I'm tempted to answer in the negative for #1, as $\sqrt{\omega}$ is in $\mathbf{Oz}$, but is it in $\mathrm{R}(\mathbf{On})$? That is, given $\mathrm{K}(\mathbf{On})$ and ordinary commutative multiplication, is it the case that $\omega$ becomes a perfect square?

(Also, a last note - I'm aware that $\mathbf{On}$ is a proper class. I'm not sure what foundational issues arise specifically in the above question, but I don't care how you want to handle them - NBG set theory, Grothendieck universes, whatever.)


There is an obvious extension of Cantor normal form to the Grothendieck group of the ordinals. Then the standard argument that $\sqrt{x}$ does not lie in the ring $\mathbb Z[x]$ applies to $\sqrt{\omega}$. Specifically, $\sqrt{\omega}$ must have a Cantor normal form $a + b \omega + $ higher-order terms, which squares to $a^2 + 2ab \omega +$ higher-order terms. For this to equal $\omega$ we need $a^2=0$ but $2ab=1$, which is of course impossible.

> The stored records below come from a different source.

PR #5248, opened 2026-03-27
feat(presentation group keys): POC with 2 requests

annvelents:
the goal of this POC is to be able to compare approaches of having a separate request to get the presentation_breakdown (but having 2 requests per each charge filter), or have everything in one request and then retransform the data
current POC implements 2 requests approach

Note:
20k fees (20k events) were generated in 1.5min - test that was done 2 months ago
with this POC I had 5 charges with 10 pricing group keys in each (50 fees) with 200 presentation breakdowns inside - response was received in 6s

### DIFF
--- a/app/services/fees/charge_service.rb
+++ b/app/services/fees/charge_service.rb
@@ -366,7 +366,15 @@ module Fees
     end
 
     def compute_presentation_breakdowns(fees, charge_filter:)
-      presentation_keys = charge.presentation_group_keys_values
+      all_presentation_keys = charge.presentation_group_keys_values
+
+      presentation_keys = if usage_filters.filter_by_presentation.present?
+        all_presentation_keys & usage_filters.filter_by_presentation
+      else
+        all_presentation_keys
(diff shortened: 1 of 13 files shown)


app/services/fees/charge_service.rb
```diff
@@ -361,6 +365,53 @@ def persist_recurring_value(aggregation_results, charge_filter)
...
+        all_presentation_keys
+      end
+
+      return if presentation_keys.blank?
+
+      combined_filters = aggregation_filters(charge_filter:)
+      combined_keys = ((combined_filters[:grouped_by] || []) + presentation_keys).uniq
+      combined_filters[:grouped_by] = combined_keys
+
+      combined_aggregator = BillableMetrics::AggregationFactory.new_instance(
```
annvelents, line 383: SUM aggregation makes 2 queries: sum itself and count to get the number of events affecting this fee. For presentation breakdown we don't need count. Can we not make it?

PR #5259, opened 2026-03-30
feat(customer-multi-currencies): Adjust dunning campaigns and payment requests

lovrocolic:
## Context

Lago is adding multi-currency support per customer. The existing dunning campaign logic uses a single global counter (`last_dunning_campaign_attempt`) on `Customer`, which breaks when multiple currencies are dunned in the same round — the counter increments per currency, exhausting `max_attempts` prematurely, and concurrent `ProcessAttemptJobs` race on the same counter.

## Description

Introduces per-currency dunning attempt tracking via a JSONB column (`dunning_currency_attempts`) on `Customer`.                                                                                 
   
  Key changes:                                                                                                                                                                                 
  - Counter moved from `ProcessAttemptService` to `BulkProcessService` — incremented once per evaluation round (atomically, before enqueuing jobs), eliminating the race condition between
  concurrent per-currency jobs                                                                                                                                                                 
  - Per-currency max_attempts — each currency independently tracks its attempt count (e.g. {"USD" => 2, "EUR" => 1}), so one currency can't consume another's attempts
  - `dunning_campaign.finished` webhook — now fires from `BulkProcessService` exactly once, when all currencies are exhausted                                                                      
  - N+1 fix in `UpdateService#reset_customers_if_no_threshold_match` — uses single `overdue_balances` GROUP BY query instead of per-threshold queries                                              
  - Migration seeds existing `last_dunning_campaign_attempt` into JSONB for backward compatibility                                                 
  - Timing fix — changed >= to > in `days_between_attempts_satisfied?` to match the strict `.past?` semantics that `ProcessAttemptService` previously enforced


mariohd (approved):

aquinofb (approved):
LGTM!

app/models/customer.rb
```diff
@@ -310,17 +310,33 @@ def empty_billing_and_shipping_address?
...
       last_dunning_campaign_attempt_at: nil
     )
   end
 
+  def reset_dunning_campaign_for_currency!(currency)
+    attempts = dunning_currency_attempts.dup
+    attempts.delete(currency.to_s)
+    update!(
+      dunning_currency_attempts: attempts,
+      last_dunning_campaign_attempt: 0,
```
ancorcruz, line 336: is this reseting the `last_dunning_campaign_attempt` to zero as the field is not used anymore? In that case why not just ignore it and flag it as ignored / deprecated column in the customer model?

spec/models/customer_spec.rb
```diff
@@ -1106,21 +1106,121 @@
...
+        create(:invoice, customer: customer, payment_overdue: true, currency: "USD", total_amount_cents: 3_00)
+        create(:invoice, customer: customer, payment_overdue: true, currency: "EUR", total_amount_cents: 10_00)
+      end
+
+      it "returns per-currency breakdown" do
+        expect(customer.overdue_balances).to eq("USD" => 5_00, "EUR" => 10_00)
+      end
+    end
+
+    context "when there are non-overdue invoices" do
```
ancorcruz, line 1144: this one reads weird... I understand this is when customer has overdue and not overdue invoices (mixed) but the context naming is misleading.

ancorcruz (approved):
LGTM

db/migrate/20260401143315_add_dunning_currency_attempts_to_customers.rb
```diff
@@ -0,0 +1,18 @@
+# frozen_string_literal: true
+
+class AddDunningCurrencyAttemptsToCustomers < ActiveRecord::Migration[8.0]
+  def up
+    add_column :customers, :dunning_currency_attempts, :jsonb, default: {}, null: false
+
+    # Seed JSONB from existing single-currency counter to prevent
+    # re-dunning customers who already reached max_attempts
+    safety_assured do
```
vincent-pochet: I would suggest to use two distinct migrations, one to add the new field and a second one to fill the values

app/services/dunning_campaigns/bulk_process_service.rb
```diff
@@ -30,46 +30,78 @@ def initialize(customer)
...
+            .thresholds
+            .where(currency:)
+            .find_by("amount_cents <= ?", amount_cents)
+        end
       end
 
-      def max_attempts_reached?
-        customer.last_dunning_campaign_attempt >= dunning_campaign.max_attempts
+      def increment_per_currency_attempts(thresholds)
+        attempts = customer.dunning_currency_attempts.dup
```
vincent-pochet, line 81: With the previous implementation, the increment was made in the DB transaction, meaning that in case of error, it was just rolled-back. It's not the case with this change. Not sure if the risk is high or if it can cause a problem, but I think it should be checked.

Also, I seems that the `DunningCampaigns::BulkProcessJob` does not define any `uniqueness` handling. What happen if some concurrent call are playing at the same time? Should we enforce this update?

vincent-pochet (approved):

app/services/dunning_campaigns/bulk_process_service.rb
lovrocolic: In the old code the increment could live inside the `PaymentRequests::CreateService` transaction because there was one `ProcessAttemptJob` per customer per round (single threshold → single counter). With per-currency tracking a single evaluation can dispatch N jobs against the same customer, each incrementing the same `dunning_currency_attempts` hash. Keeping the write in `ProcessAttemptService` would reintroduce the exact race the refactor was designed to eliminate: two concurrent jobs both read {"USD" => 1}, both write {"USD" => 2}, counter under-counts. Moving the write into `BulkProcessService` before enqueueing is what makes per-currency counting safe.

You are right about the downside, we can maybe fix the race condition problem with the advisory locks, but not 100% sure if needed since in worst case scenario, there would just be less attempts for certain customer. wdyt? In old behavior we also had similar issue: counter was increased and we scheduled payment job which could fail as well...

Also, concurrent invocations are already prevented upstream: `Clock::ProcessDunningCampaignsJob` (the only caller) has `unique :until_executed, on_conflict: :log`

app/models/customer.rb
lovrocolic: Not used, but I would like to keep old logic so that we don't miss any current behaviour and that we preserve current field value. After we consider new upgrade as stable we can deprecate the old field. wdyt?

PR #5308, opened 2026-04-09
perf(invoices): Preload offset_amount_cents for invoices collections

D1353L:
## Context

The /api/v1/invoices endpoint and GraphQL invoice list queries produce N+1 queries on the credit_notes table. For each invoice in the response, offset_amount_cents executes `SELECT SUM(offset_amount_cents) FROM credit_notes WHERE invoice_id = ? AND status = ?` individually.

A batch preloading pattern already existed in the CSV data export service but was never applied to the API or GraphQL layers.

## Description

Add Invoice.preload_offset_amounts class method that loads all offset amounts for a collection of invoices in a single `SUM ... GROUP BY invoice_id` query, caching the result on each instance via an instance variable. This replaces 2N queries with 1.

  Apply preloading to all invoice collection endpoints:
  - REST API: InvoiceIndex concern (serves /api/v1/invoices and /api/v1/customers/:id/invoices)
  - GraphQL: InvoicesResolver, Customers::InvoicesResolver, CustomerPortal::InvoicesResolver

### DIFF
--- a/app/graphql/resolvers/invoices_resolver.rb
+++ b/app/graphql/resolvers/invoices_resolver.rb
@@ -82,7 +82,9 @@ module Resolvers
         }
       )
 
-      result.invoices
+      invoices = result.invoices
+      Invoice.preload_offset_amounts(invoices)
+      invoices
     end
   end
 end
--- a/app/graphql/resolvers/invoices_resolver.rb
+++ b/app/graphql/resolvers/invoices_resolver.rb
@@ -82,6 +82,8 @@ module Resolvers
         }
       )
 
+      return result_error(result) unless result.success?
+
       invoices = result.invoices
       Invoice.preload_offset_amounts(invoices)
       invoices
--- a/app/graphql/resolvers/invoices_resolver.rb
+++ b/app/graphql/resolvers/invoices_resolver.rb
@@ -84,9 +84,7 @@ module Resolvers
 
       return result_error(result) unless result.success?
 
-      invoices = result.invoices
-      Invoice.preload_offset_amounts(invoices)
-      invoices
+      Invoice.preload_offset_amounts(result.invoices)
     end
   end
 end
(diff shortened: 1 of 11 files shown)


app/models/invoice.rb
```diff
@@ -294,10 +296,22 @@ def charge_pay_in_advance_proration_range(fee, timestamp)
     }
   end
 
-  # Caches offset_amount_cents in the invoice instance to avoid N+1 queries when exporting invoices.
-  # Allows batch calculation of offset amounts for many invoices in a single aggregated query.
-  def save_precalculated_offset_amount_cents(offset_amount_cents)
-    @precalculated_offset_amount_cents = offset_amount_cents
+  # Batch-loads offset_amount_cents for a collection of invoices in a single query,
+  # caching the result on each instance to avoid N+1 queries during serialization.
+  def self.preload_offset_amounts(invoices)
```
ancorcruz: move this class method to the top of the class along with the other class methods.

app/graphql/resolvers/invoices_resolver.rb
```diff
@@ -82,7 +82,11 @@ def resolve( # rubocop:disable Metrics/ParameterLists
         }
       )
 
-      result.invoices
+      return result_error(result) unless result.success?
+
+      invoices = result.invoices
+      Invoice.preload_offset_amounts(invoices)
```
ancorcruz: could we return the invoices instead of modifying the objects as side effect of the class method when calling this?

ancorcruz (approved):
LGTM

app/graphql/resolvers/invoices_resolver.rb
D1353L: Thanks Ancor! Modifying the passed objects seems unavoidable here as this is intentional preloading. I've just slightly refactored it to return the modified collection.

PR #5309, opened 2026-04-09
feat(clickhouse): Add models layer for event store migrations

vincent-pochet:
## Context

## Description

This PR adds the model layer for monitoring the event store migration process.
- `EnrichedStoreMigration`: Handle the migration at organization level
- `EnrichedStoreSubscriptionMigration`: Handle to migration at subscription level

### DIFF
--- a/.rubocop.yml
+++ b/.rubocop.yml
@@ -56,6 +56,8 @@ Lago/NoDropColumnOrTable:
     - "db/migrate/20260116121019_remove_role_from_invites.rb"
     - "db/migrate/20260119162712_drop_subscription_fixed_charge_units_overrides.rb"
     - "db/migrate/20260129145352_drop_properties_from_enriched_events.rb"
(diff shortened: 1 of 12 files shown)


toommz (approved):

toommz (approved):
Just one question about `aasm`, we use it mainly to check state transitions right? As we keep logic in services I'm wondering what we can put into those events.

Asking as we have a lot of states in the Quotes feature

vincent-pochet:
> Just one question about `aasm`, we use it mainly to check state transitions right? As we keep logic in services I'm wondering what we can put into those events.
> 
> Asking as we have a lot of states in the Quotes feature

@toommz My idea was only to manage the transition and nothing more.
With the current pattern the model should only ""validate" the transitions and the logic itself should remain in the service layer.
Happy to talk about it :)

PR #5501, opened 2026-05-13
feat(presentation_group_keys): change cached aggregation to support presentation breakdowns

tiagolupepic:
This commit changes the CachedAggregation model to support presentation breakdowns

Continuing the epic to introduce the presentation_group_keys, we're changing one more piece
related to fees.  

First, we're changing the model CachedAggregation to store the presentation breakdowns, 
we opt in to use a single jsonb column in cached_aggregations table, we just want to store the data 
and we're not going to perform any query in this column.

In order to keep it consistent, we're storing only the group related to presentation group keys, 
this means, we're removing the keys that belongs to `grouped_by` before assign to cached aggregation
presentation_breakdowns column.
This affects the `Fees::ChargeService` and `Charges::PayInAdvanceAggregationService`. In
the first service, we did a small refactor to avoid compute twice the presentation breakdowns by group_by.

Finally, we're changing the WeightedSum service to retrieve the presentation_breakdowns when 
the cached aggregation is available, with this flow fixed, we're making sure the recurring billing
are consistent with other services like SumService and etc.


db/migrate/20260508134715_add_presentation_breakdowns_to_cached_aggregations.rb
```diff
@@ -0,0 +1,7 @@
+# frozen_string_literal: true
+
+class AddPresentationBreakdownsToCachedAggregations < ActiveRecord::Migration[8.0]
+  def change
+    add_column :cached_aggregations, :presentation_breakdowns, :jsonb, null: false, default: []
```
rsempe, line 5: should we create it before deploying the code change?

rsempe (approved):
lgtm

db/migrate/20260508134715_add_presentation_breakdowns_to_cached_aggregations.rb
tiagolupepic: since the migrations run before the image being deployed, I think it's fine to have it in the same PR

PR #5502, opened 2026-05-13
feat(payment-gated-subs): Delegate downgrade logic to its own service

osmarluz:
## Context

`Subscriptions::PlanUpgradeService` already owns the upgrade flow, but downgrades stayed inline in `Subscriptions::CreateService`. This PR brings the two paths into symmetry ahead of the payment-gating work for plan changes (Milestone 3). Pure refactor — no behavior change.

## Description

- `Subscriptions::PlanDowngradeService` (new) owns the downgrade flow, mirroring `Subscriptions::PlanUpgradeService`. Returns `result.subscription = current_subscription` — the load-bearing difference from upgrades, which return the new subscription.

- `Subscriptions::CreateService#downgrade_subscription` collapses to a one-line delegation to the new service.


spec/services/subscriptions/create_service_spec.rb
```diff
@@ -1353,6 +1353,28 @@
...
+          context "when subscription downgrade fails" do
+            let(:result_failure) do
+              BaseService::Result.new.validation_failure!(
+                errors: {billing_time: ["value_is_invalid"]}
+              )
+            end
+
+            before do
+              allow(Subscriptions::PlanDowngradeService)
+                .to receive(:call)
```
ancorcruz, line 1384:
```suggestion
                .to receive(:call!)
```

app/services/subscriptions/plan_downgrade_service.rb
```diff
@@ -0,0 +1,93 @@
...
+          Utils::ActivityLog.produce(current_subscription, "subscription.updated")
+        end
+      end
+
+      result.subscription = current_subscription
+      result
+    rescue ActiveRecord::RecordInvalid => e
+      result.record_validation_failure!(record: e.record)
+    rescue BaseService::FailedResult => e
+      result.fail_with_error!(e)
```
ancorcruz: Is this actually reachable?

ancorcruz (approved):
Could we add a case covering the rescue ActiveRecord::RecordInvalid branch? in `spec/services/subscriptions/plan_downgrade_service_spec.rb`. Something like:
 
```
context "when creating the next subscription fails validation" do
  before do
    allow_any_instance_of(Subscription)
      .to receive(:save!)
      .and_raise(ActiveRecord::RecordInvalid.new(Subscription.new))
  end

  it "returns a record validation failure" do
  end
end
```

Right now the rescue branch is uncovered for a freshly-extracted service — would rather pin it down.

spec/services/subscriptions/create_service_spec.rb
osmarluz: @ancorcruz I'll change this on the `context "when subscription upgrade fails"` as well

app/services/subscriptions/plan_downgrade_service.rb
osmarluz: @ancorcruz no, we can remove it, thanks!

spec/services/subscriptions/create_service_spec.rb
osmarluz: @ancorcruz this actually needs to be `call` to allow the real `call!` on the service to run and raise `BaseService::FailedResult` properly

PR #5471, opened 2026-05-06
ING-42 feat(wallets): Support billing_entity_code on wallet creation

mariohd:
## Summary
  - Accept `billing_entity_code` and `billing_entity_id` params on wallet creation to assign a billing entity when the `multi_entity_billing` feature flag is enabled                                                
  - `billing_entity_id` takes precedence over `billing_entity_code` when both are provided
  - Returns `not_found` error for unknown billing entity code or ID; falls back to the customer's billing entity when neither is provided
  - Billing entity assignment is skipped entirely when the feature flag is disabled
  - Billing entity lookups are scoped to the current organization, preventing cross-organization assignment                                                                                                          
                                              
  ## Test plan                                                                                                                                                                                                       
  - [x] Service tests cover lookup by code, by ID, unknown code, unknown ID, precedence of ID over code, fallback to customer, and flag-disabled scenarios                                                           
  - [x] Service tests verify that billing entities from other organizations are rejected with not_found                                                                                                              
  - [x] Controller shared examples cover both `Api::V1::WalletsController` and `Api::V1::Customers::WalletsController` for `billing_entity_code` and `billing_entity_id`

PR #5503, opened 2026-05-13
feat(multi-billing-entity): support billing entity on subscription upgrade

aquinofb:
## Context

Multi-billing-entity support has been rolling out across the API a slice at a time. Subscription create landed in #5467 and wallets in #5471. The upgrade path was the next obvious gap: if you'd explicitly bound a subscription to a non-default entity (say `eu` instead of the customer's default `us`), upgrading the plan silently dropped that binding. The new subscription ended up with `billing_entity_id` NULL and quietly inherited the customer's default at billing time. The `billing_entity_id` and `billing_entity_code` params that already work on create were silently ignored on upgrade, so operators couldn't re-bind during an upgrade either.

The same gap was hiding inside pending-subscription promotion: when an operator raised a plan's amount above the previous one (via `Plans::UpdateService` or `Plans::UpdateAmountService`), the pending subscription got promoted through `PlanUpgradeService`, and the binding was lost the same way.

## Description

There are two moving parts. The resolution rule (read params, gated by `multi_entity_billing`, scoped to the customer's organization, not-found error on unknown id/code) is the same one `CreateService` already had inline. I extracted it into a small shared concern, `Subscriptions::Concerns::BillingEntityResolutionConcern`, so create and upgrade now share a single source of truth.

The new behaviour on upgrade is straightforward: resolve the entity from params if the flag is on, else carry over `current_subscription.billing_entity_id`. The carry-over reads the raw FK column rather than the `Subscription#billing_entity` reader, because the reader would otherwise materialise the customer's current default and freeze it into the new row, collapsing the "inherit at billing time" semantic. The carry-over runs regardless of the feature flag, so an explicit binding made while the flag was on survives even if the flag is later toggled off; on single-entity orgs every FK is NULL, so this branch is a no-op for them.

The two pending-promotion paths (`Plans::UpdateService` and `Plans::UpdateAmountService`) needed no code change. They already call `PlanUpgradeService`, and once upgrade does the carry-over, those inherit the behaviour. Two new specs confirm it end-to-end.

### Behaviour by scenario

| Scenario | Before | After |
|---|---|---|
| Flag ON, no param, current sub bound to `eu` | new sub `billing_entity_id` = NULL (binding lost) | new sub bound to `eu` |
| Flag ON, no param, current sub NULL | NULL (inherit customer default at read time) | NULL (inherit customer default at read time) |
| Flag ON, `billing_entity_code: us`, current sub bound to `eu` | param ignored, new sub NULL | new sub bound to `us` |
| Flag ON, unknown `billing_entity_code` | param ignored, new sub NULL | `not_found_failure(resource: "billing_entity")` |
| Flag OFF, current sub bound to `eu` | new sub NULL (binding lost) | new sub bound to `eu` (carry-over independent of flag) |
| Pending-promotion via `Plans::UpdateService` / `UpdateAmountService` | new sub NULL | new sub keeps previous binding |

## How to try locally

Spin up a customer on an org with `multi_entity_billing` enabled and at least two billing entities. Call them `eu` and `us`.

1. Create a subscription bound to `eu`:
   ```bash
   curl -X POST http://localhost:3000/api/v1/subscriptions \
     -H "Authorization: Bearer $API_KEY" -H "Content-Type: application/json" \
     -d '{"subscription":{"external_customer_id":"cust_1","external_id":"sub_1","plan_code":"starter","billing_entity_code":"eu"}}'
   ```
2. Upgrade the plan with no `billing_entity_*` in the body:
   ```bash
   curl -X POST http://localhost:3000/api/v1/subscriptions \
     -H "Authorization: Bearer $API_KEY" -H "Content-Type: application/json" \
     -d '{"subscription":{"external_customer_id":"cust_1","external_id":"sub_1","plan_code":"growth"}}'
   ```
3. Check the new active subscription's `billing_entity_id`. It now matches the previous one. Before this change it would have been NULL, and the next invoice would have been numbered under the customer's default entity.

To exercise the explicit-override path, replace the second body with `"billing_entity_code":"us"`. The new subscription binds to `us`, and the termination invoice for the previous subscription stays under `eu`.

The full test suite for the change:
```
  spec/services/subscriptions/plan_upgrade_service_spec.rb \
  spec/services/subscriptions/create_service_spec.rb \
  spec/services/plans/update_service_spec.rb \
  spec/services/plans/update_amount_service_spec.rb
```

226 examples, 0 failures.

### DIFF
--- a/app/services/subscriptions/plan_upgrade_service.rb
+++ b/app/services/subscriptions/plan_upgrade_service.rb
@@ -2,6 +2,8 @@
 
 module Subscriptions
   class PlanUpgradeService < BaseService
+    include Subscriptions::Concerns::BillingEntityResolutionConcern
+
     Result = BaseResult[:subscription]
 
     def initialize(current_subscription:, plan:, params:)
@@ -73,7 +75,14 @@ module Subscriptions
         subscription_at: current_subscription.subscription_at,
         billing_time: current_subscription.billing_time,
         ending_at: params.key?(:ending_at) ? params[:ending_at] : current_subscription.ending_at,
-        consolidate_invoice: params.key?(:consolidate_invoice) ? params[:consolidate_invoice] : current_subscription.consolidate_invoice
+        consolidate_invoice: params.key?(:consolidate_invoice) ? params[:consolidate_invoice] : current_subscription.consolidate_invoice,
+        # fallback_id uses the raw FK column, not Subscription#billing_entity (which would
+        # materialize customer.billing_entity, collapsing the "inherit at billing time" intent).
+        billing_entity: resolve_billing_entity(
+          customer: current_subscription.customer,
+          params:,
+          fallback_id: current_subscription.billing_entity_id
+        )
       )
 
       if params.key?(:payment_method)
--- a/app/services/subscriptions/plan_upgrade_service.rb
+++ b/app/services/subscriptions/plan_upgrade_service.rb
@@ -76,8 +76,6 @@ module Subscriptions
         billing_time: current_subscription.billing_time,
         ending_at: params.key?(:ending_at) ? params[:ending_at] : current_subscription.ending_at,
         consolidate_invoice: params.key?(:consolidate_invoice) ? params[:consolidate_invoice] : current_subscription.consolidate_invoice,
-        # fallback_id uses the raw FK column, not Subscription#billing_entity (which would
-        # materialize customer.billing_entity, collapsing the "inherit at billing time" intent).
         billing_entity: resolve_billing_entity(
           customer: current_subscription.customer,
           params:,
--- a/app/services/subscriptions/plan_upgrade_service.rb
+++ b/app/services/subscriptions/plan_upgrade_service.rb
@@ -65,6 +65,7 @@ module Subscriptions
     attr_reader :current_subscription, :plan, :params, :name
 
     def new_subscription_with_overrides
+      resolved_entity = resolve_billing_entity(customer: current_subscription.customer, params:)
       new_subscription = Subscription.new(
         organization_id: current_subscription.customer.organization_id,
         customer: current_subscription.customer,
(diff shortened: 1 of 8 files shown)


app/services/subscriptions/plan_upgrade_service.rb
```diff
@@ -72,7 +75,8 @@ def new_subscription_with_overrides
         previous_subscription_id: current_subscription.id,
         subscription_at: current_subscription.subscription_at,
         billing_time: current_subscription.billing_time,
-        ending_at: params.key?(:ending_at) ? params[:ending_at] : current_subscription.ending_at
+        ending_at: params.key?(:ending_at) ? params[:ending_at] : current_subscription.ending_at,
+        billing_entity_id: resolved_entity&.id || current_subscription.billing_entity_id
```
lovrocolic, line 80: Can you please check with the product team if this is intended? For me it makes sense to inherit billing entity from old subscription as a fallback. However, this is changing current behaviour. If customer change billing entity n the meantime, it will not be reflected

aquinofb: From my understanding, the carry-over reads the FK column `billing_entity_id`, not the reader `billing_entity` (which is `super || customer&.billing_entity`). For subs that were never explicitly bound, the FK is `NULL`, stays `NULL` on the new row, and the customer-default fallback still kicks in at read time, so a later customer change is reflected as before. The non-`NULL` case is an explicit operator override from #5467 that's meant to insulate the sub from customer-default changes.

If we drop the carry-over and let the new sub fall back to `NULL` for the explicitly-bound case, aren't we essentially putting back the regression this PR is fixing? Or, maybe did I miss something, or misunderstood your point? 🤔

lovrocolic: Probably you are right:)  Looks good 👌

lovrocolic (approved):

mariohd (approved):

So your first question has a negative answer.

For your second, the equation $a^2=b^2\omega$ is equally problematic. Again apply the standard argument:

Write $a=k \omega^x +$ higher-order terms, and $b=l \omega^y + $ higher-order terms. Then the lowest term of $a^2$ and $b^2\omega$ must be equal, so $\omega^{x+_H x}=\omega^{y+_H y+_H 1}$, so $x+_H x = y+_H y+_H 1$, which cannot be because the $1$s coefficient of the first expression must be even while the $1s$ coefficient of the second expression must be odd.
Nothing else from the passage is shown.